Our assessment of the market value has included, inter alia, valuation based on the income approach, sensitivity analyses, publicly available information about comparable listed firms in similar lines of business as well as historical bid premiums during the last three years.

As a basis for our assessment, we have reviewed, inter alia, the following information:

a) information from management of the Company through meetings and interviews

b) certain internal financial information and presentations from recent years

c) commercial assessment of WTX101 prepared by a 3rd party supplier commissioned by WTX

d) certain publicly available information regarding WTX, such as annual reports and interim reports

e) market data including trading activity, share prices and turnover, for the WTX share

f) analysts’ reports regarding WTX

g) industry research reports

h) historical bid premiums and publicly available financial conditions for certain comparable transactions

i) offer letter from Alexion

j) other analyses and information available that PwC has deemed necessary and relevant for the assessment of the fairness of the Offer.

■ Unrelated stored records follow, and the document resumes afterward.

Issue #1448, opened 2016-09-09
It takes too long to debug failing tests


philbooth:
This issue is inspired by @seanmonstar and @rfk in following passage from `#fxa`:

```
12:00 AM <seanmonstar> i don't know how i managed to make so many tests fail... https://travis-ci.org/mozilla/fxa-auth-server/jobs/158587220
12:07 AM <•rfkelly> yikes!
2:41 AM <seanmonstar> omg this too many times that half the test suite has blown up. Something seems far too brittle here
3:01 AM <•rfkelly> in auth-server, I find that one failing test can cascade into a bunch of subsequent tests also failing
3:01 AM <•rfkelly> is that what you're hitting?
4:18 AM <seanmonstar> rfkelly: yep
4:18 AM <seanmonstar> Maybe
4:19 AM <seanmonstar> I dunno, my changes somehow made 45 tests blow up. There's no error output, and I dunno
4:19 AM <seanmonstar> I've wasted tooany hours on this the past several weeks
4:22 AM <•rfkelly> that sucks; sadly it's not obvious to me whether there's a small change we can make to improve the situation
4:22 AM <•rfkelly> sort of "change to a different test framework and runner"
4:22 AM <•rfkelly> *short
4:23 AM <seanmonstar> Yea, I think the issue might be that exceptions are somehow eaten, and output 
4:23 AM <seanmonstar> I noticed 1 test was passing because the exception didn't happen till the end, but the test only checked that the db methods were called
4:24 AM <seanmonstar> No clue that an exception even happened, until I added some more tests for the response
4:24 AM <seanmonstar> I imagine I'm in a similar case... Something is throw an exception and it's just eaten 
4:40 AM <seanmonstar> yep, finally able to output the exception. they're just silently ignored by the test framework
4:42 AM <•rfkelly> that just ain't right
```

The same thing has been bugging me for a long time too. Until now I assumed it was just me.

My historical list of complaints, in order of significance, are:
1. When an error occurs it usually cascades all the way down the promise chain and is caught _miles_ away from where it was thrown. Debugging then involves divide-and-conquering the promise chain with extra catches, to try and identify the point of origin for the error.
2. When errors do get caught, the stack is usually meaningless anyway. So you still need to insert extra logging to find out what is actually wrong.
3. Many assertions don't have a description string, so you have to do extra work to find out what a problem actually is if it isn't immediately obvious from the assertion arguments.
[...]

PR #1470, opened 2016-09-22
Hide session token lastAccessTime updates behind a feature flag

### LINKED ISSUE #1460: Add feature-flag to control last-access-time tracking
Per https://github.com/mozilla/fxa/issues/190 and the discussion in https://github.com/mozilla/fxa/issues/190, we're planning to have another go at tracking last-access-time for devices, but there's no guarantee we'll succeed.

To prepare the ground for this work, let's add a feature-flag around the existing logic and turn it off by default.  It may even be useful to have the ability to switch on tracking for a configurable percentage of users, or only for @mozilla.com users.

philbooth:
Fixes #1460.

This turned into a much bigger change than I anticipated for a few reasons. I'll call them out in more detail with inline comments but briefly:

* In order to re-use the uid/cohort logic from sign-in confirmation, I extracted that function from the request helpers to a new module for all our feature-flag related stuff, called `lib/features.js`.

* The new features module needs config and both places I wanted to call it from, `lib/db.js` and `lib/tokens/session-token.js`, had no config object before this change. Passing it to them (so it could be mocked by the tests) involved touching approximately 1 metric shed-load of other stuff.

* The remote devices tests need to enable the new feature flag but there was no mechanism for passing mocked config into the spawned server process. In lieu of a better idea, I hacked the values on to `process.env` in `test/test_server.js`.

That doesn't seem like a big deal now I write it down, but sorting it all out took me 2 days.

Anyway, apart from those complications, the change is straightforward. There is a new feature flag, which we check when updating the session token and when returning the device list.

It probably goes without saying, but I haven't changed the token freshness threshold in this PR, so `lastAccessTime` updates are now disabled by both belt and, indeed, braces.

@vbudhram, tagging you for r? because this touches sign-in confirmation, which is your baby.

@rfk, tagging you for r? to check whether the feature flag works as you intended.

### DIFF
--- a/.gitignore
+++ b/.gitignore
@@ -14,3 +14,4 @@ secret*
 *.pyc
 /.vagrant
 .nyc_output
+npm-debug.log
--- a/config/index.js
+++ b/config/index.js
@@ -433,11 +433,13 @@ var conf = convict({
   signinConfirmation: {
     enabled: {
       doc: 'enable signin confirmation',
+      format: Boolean,
       default: false,
       env: 'SIGNIN_CONFIRMATION_ENABLED'
     },
     sample_rate: {
       doc: 'signin confirmation sample rate, between 0.0 and 1.0',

We have relied upon the accuracy and the completeness, in all relevant aspects, of the information provided and otherwise made available to us by representatives of WTX.

Our opinion is necessarily based on the financial, economic, market and other conditions, as well as the information provided to us, as of the date hereof. Changes in the circumstances mentioned may affect the conditions that have formed the basis of our value assessment, and we do not assume any responsibility for updating, revising or confirming this opinion.

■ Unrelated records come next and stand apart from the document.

PR #1471, opened 2016-09-23
Signin Unblock

### LINKED ISSUE #1398: Add support for signin authorization
Details TBD

ref https://docs.google.com/document/d/1qbzfA21T0HoHpgxXlpO26qcCQDx2v0PUbcoHW9XtxQQ

seanmonstar:
Closes #1398

### DIFF
--- a/config/index.js
+++ b/config/index.js
@@ -498,6 +498,57 @@ var conf = convict({
       default: /.+@mozilla\.com$/,
       env: 'LASTACCESSTIME_UPDATES_EMAIL_ADDRESSES'
     }
+  },
+  signinUnblock: {
+    codeLength: {
+      doc: 'Number of base36 digits to make up an unblockCode',
+      default: 8,
+      env: 'SIGNIN_UNBLOCK_CODE_LENGTH'
+    },
+    codeLifetime: {
+      doc: 'How long an unblockCode should be valid for',
+      format: 'duration',
+      default: '1 hour',
+      env: 'SIGNIN_UNBLOCK_CODE_LIFETIME'
+    },
+    enabled: {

We have not acted as a financial advisor to WTX in connection with the contemplated transaction. Our fee for this assignment is not dependent on completion of the transaction.

This opinion is addressed to the Committee for the purpose of serving as a basis for its position regarding the Offer and we do not accept any responsibility for its use for other purposes than this.

Subject to the foregoing conditions and limitations, it is PwC’s opinion that the Offer as of this date, from a financial point of view, is fair to the shareholders of WTX.
   

PwC

Jon Walberg Karl Appelqvist
Partner       
Senior Manager

   
[1]
The Independent Committee, which consists of Board members Andrew Kay (chairman), Hans Schikan and Birgitte Volck, has been formed to evaluate the Offer and to handle and resolve on all matters relating to the Offer. The members of the Committee have the following financial interests in Wilson Therapeutics: Andrew Kay holds 7,088 shares, 255,000 stock options and 24,000 performance shares, Hans Schikan holds 170,000 stock options and 16,000 performance shares and Birgitte Volck holds 20,100 performance shares.

[2] Refers to the newly formed Swedish private limited liability company, Off The Shelf 10036 AB, reg.no. 559097-5495 under name change to Alexion Pharma Nordics Holding AB and with registered address c/o Advokatfirman Cederquist KB, P.O. Box 1670, 111 96 Stockholm, Sweden.